5. Assess probability of occurrence: Estimate the probability of occurrence of the hazardous
event by considering the following factors:
Safeguards, safety devices, and safety systems
Reliability, history, and failure mode
Operational/maintenance demands of task
Possibility of defeat or failure of safeguards
Accident history of task, activity, machine, equipment, or process
Competence of persons performing task
Working environment
6. Evaluate the risk: Each identified hazard and task should be evaluated to determine the
level of risk. This will determine whether the task is an acceptable risk.
7. Achieve an acceptable level of risk: If the level of risk is found to be acceptable, the
process is complete. If the risk(s) is/are determined to be unacceptable, the risk reduction
process should be implemented.
If a risk assessment on a task results in an unacceptable risk to an employee, a hierarchical
process should be utilized to reduce or control risk:
1. Risk reduction by design: Risk reduction may be achieved by implementing changes to
eliminate hazards or reduce risk by substitution.

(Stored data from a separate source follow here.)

PR #1257, opened 2023-02-22
attestation: MAA fallback

daniel-weisse:
### Proposed change(s)

- Change the `EnforceIDKeyDigest` option in the Constellation config from boolean to an enum.  The following values are available (naming not final, looking for feedback/suggestions):
  - `StrictChecking`: requires the IDKeyDigest of the node to be in the list of trusted IDKeyDigests, error otherwise
  - `MAAFallback`: if a node's IDKeyDigest is not in the list of trusted digests, MAA is used to verify the SNP properties of the VM.
  - `WarnOnly`: emit a warning, but accept IDKeyDigests not in the list of trusted digests
- Enable MAA fallback in SNP attestation Validator
  - This requires some changes to the internal Validator API, mainly the `GetTPMTrustedAttestationPublicKey` and `GetInstanceInfo` functions now also accept `extraData` (`userData` hashed with `nonce`)

### Additional info
- blocked until MAA issues are resolved on our node images

### Checklist

- [ ] Link to Milestone


malt3:

internal/attestation/idkeydigest/idkeydigest.go
```diff
@@ -4,17 +4,107 @@ Copyright (c) Edgeless Systems GmbH
...
 
 	"github.com/edgelesssys/constellation/v2/internal/cloud/cloudprovider"
 )
 
+//go:generate stringer -type=EnforceIDKeyDigest
+
+// EnforceIDKeyDigest defines the behavior of the validator when the ID key digest is not found in the expected list.
+type EnforceIDKeyDigest uint32
+
+// TODO: Decide on final value naming.
```
thomasten, line 26: we should also think about renaming the key, but not sure what this means for backwards compat

internal/attestation/azure/snp/maa.go
```diff
@@ -0,0 +1,64 @@
...
+
+func newMAAClient(url string) *maaClient {
+	return &maaClient{
+		url:    url,
+		client: http.DefaultClient,
+	}
+}
+
+func (m *maaClient) createToken(ctx context.Context, data []byte) (string, error) {
+	return maa.Attest(ctx, data, m.url, m.client)
```
thomasten, line 31: We could use maa.NewParameters etc. here if we wanted to remove some code from the snp package that does the same.

internal/attestation/azure/snp/issuer.go
```diff
@@ -53,60 +53,71 @@ func GetIDKeyDigest(open vtpm.TPMOpenFunc) ([]byte, error) {
...
+	hclReport = hclReport[lenHclHeader:]
+
+	runtimeData, _, _ := bytes.Cut(hclReport[lenSnpReport+lenSnpReportRuntimeDataPadding:], []byte{0})
+
+	vcekResponse, err := i.imds.getVcek(context.TODO())
+	if err != nil {
+		return nil, fmt.Errorf("retrieving VCEK certificate from IMDS API: %w", err)
+	}
+
+	maaToken, err := i.maa.createToken(context.TODO(), userData)
```
thomasten, line 103: I think we should do this only if MAA is configured to be used

thomasten, line 103: we should fix context usage in this func

internal/attestation/azure/snp/validator.go
```diff
@@ -191,19 +205,22 @@ func validateSNPReport(
...
 	if !hasExpectedIDKeyDigest {
-		if enforceIDKeyDigest {
-			return &idKeyError{report.IDKeyDigest[:], expectedIDKeyDigests}
-		}
-		if log != nil {
-			log.Warnf("configured idkeydigests %x doesn't contain reported idkeydigest %x", expectedIDKeyDigests, report.IDKeyDigest[:])
+		switch v.enforceIDKeyDigest {
+		case idkeydigest.MAAFallback:
+			v.log.Infof("configured idkeydigests %x don't contain reported idkeydigest %x, falling back to MAA validation", v.idKeyDigests, report.IDKeyDigest[:])
+			return v.maa.validateToken(context.TODO(), maaToken, extraData)
```
thomasten, line 219: and here

internal/attestation/azure/snp/issuer.go
daniel-weisse: I don't think that is reasonably possible to do.
The issuer would need to know about our attestation policy before creating its statement.
However, we only provide this information after we successfully verified the node.

thomasten: How will it get the maa url?

daniel-weisse: Hmmm, maybe we can use the metadata API to set an MAA url?
We already use the metadata api in the issuer, if we dont find a url we assume no MAA is to be used?

internal/attestation/azure/snp/maa.go
daniel-weisse: Requires some [changes in the MAA repo](https://github.com/edgelesssys/go-azguestattestation/pull/2), or we can keep the current implementation (which just copies some unexported code)

daniel-weisse:
Did a bunch of manual testing, but there is also this e2e test: https://github.com/edgelesssys/constellation/actions/runs/4417455739
It doesnt cover actually using the MAA fallback, but should make sure the new configs are set correctly.
For manual testing, one has to set the `constellation-maa-url` tag to the url of a MAA provider manually (at least until the changes from https://github.com/edgelesssys/constellation/pull/1409 are in main)

thomasten (approved):

internal/attestation/idkeydigest/idkeydigest.go
derpsteb: Would be a breaking change from my pov. Maybe we can rename it when implementing #1436?
For that one we will need migration docs/code anyways.

internal/config/config.go
```diff
@@ -192,7 +192,7 @@ type AzureConfig struct {
 	IDKeyDigest Digests `yaml:"idKeyDigest" validate:"required_if=EnforceIdKeyDigest true,omitempty"`
 	// description: |
 	//   Enforce the specified idKeyDigest value during remote attestation.
-	EnforceIDKeyDigest *bool `yaml:"enforceIdKeyDigest" validate:"required"`
+	EnforceIDKeyDigest idkeydigest.EnforceIDKeyDigest `yaml:"enforceIdKeyDigest" validate:"required"`
```
derpsteb, line 195: So we either need to implement a custom validator that maps from bool to enum or add a docs migration section. I would vote for the custom validator.

derpsteb (changes requested):

internal/config/config.go
daniel-weisse: https://github.com/edgelesssys/constellation/blob/c2b11777c864c44f971c2fced278b4e24bce93e4/internal/attestation/idkeydigest/idkeydigest.go#L69

Already implemented

derpsteb (approved):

2. Risk reduction by use of engineered safeguards: This includes safeguards or safety
devices utilized to protect employees from hazards that cannot be reasonably eliminated or
reduced by design modification. Examples of engineered safeguards include guards (both
fixed and interlocked), trapped key devices, and trip devices (light curtains, laser scanners,
pressure mats, safety-rated switches, etc.). Examples of safety devices include emergency
stop buttons, enabling or hold-to-run devices, etc.
3. Risk reduction by use of warning and alerting techniques: These techniques are utilized
to protect employees from hazards that cannot reasonably be eliminated or satisfactorily
reduced by design, engineered safeguards, or a combination of these elements. Examples
include attendants, audible and visual signals, barricades, signs, and tags.
4. Risk reduction by use of administrative controls: Additional risk reduction may be
achieved with safe work procedures, standard practices and checklists, and training.
5. Risk reduction by use of personal protective equipment (PPE): The use of PPE should be
considered the last avenue of protection after the previous methods have been considered.
Lockout/Tag out training will be conducted for all employees who are required to perform
work on any equipment as referenced in this program. The training will address all
components and procedures of this program. It will include methods to ensure employees
understand the purpose and function of the program, that they can recognize applicable
lockout/tag out situations, and that they have acquired the knowledge and skills required for
applying, using, and removing the locks and tags.
Each machine/equipment-specific lockout procedure must be assessed at least annually to
ensure that the procedure remains valid or if any changes are warranted. This assessment
must be machine-procedure specific and be documented.